J’ai aimé suivre le développement de Geneviève et de Guillaume: elle dans son combat contre l’anxiété sociale et lui dans son combat contre l’injustice. Leur relation se développe lentement au fil des rencontres fortuites, puis autour du nouveau projet de vie.
J’ai particulièrement aimé la façon dont réagit Guillaume face à l’anxiété de Geneviève, soit en l’accompagnant dans son projet entrepreneurial et en respectant son besoin d’espace et de sécurité. J’ai aussi apprécié comment les familles jouent un rôle important et positif dans leurs vies respectives.
L’autrice nous amène également à réfléchir et à philosopher avec les protagonistes de l’histoire sur la vie et le bonheur. Loin d’être lourde, cette réflexion amène un p’tit plus à l’histoire.

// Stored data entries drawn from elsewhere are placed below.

PR #5724, opened 2018-10-27
[CHORE is-array-like] make isArrayLike die a terrible death

runspired:
we should look into removing the use of `Ember.Array.detect` as well.

cc @nullvoxpopuli for pointing out this thing in #5723


igorT:
Should we keep supporting objects that have a `length` on them? Technically, this might break things, but not sure if people are passing things like that in.

runspired:
@igorT I considered this but after reviewing the two locations we use this I am:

Une romance fell good qui donne le goût de croire en nos rêves et de tout faire pour qu’ils se réalisent.
J’aime beaucoup les romans de Claudia Lupien, mais ce n’est pas mon favori. Il y a quelques longueurs et je n’ai pas pu m’identifier aux personnages. Par contre, j’ai bien aimé comprendre ce que certains entrepreneurs/propriétaires peuvent vivre.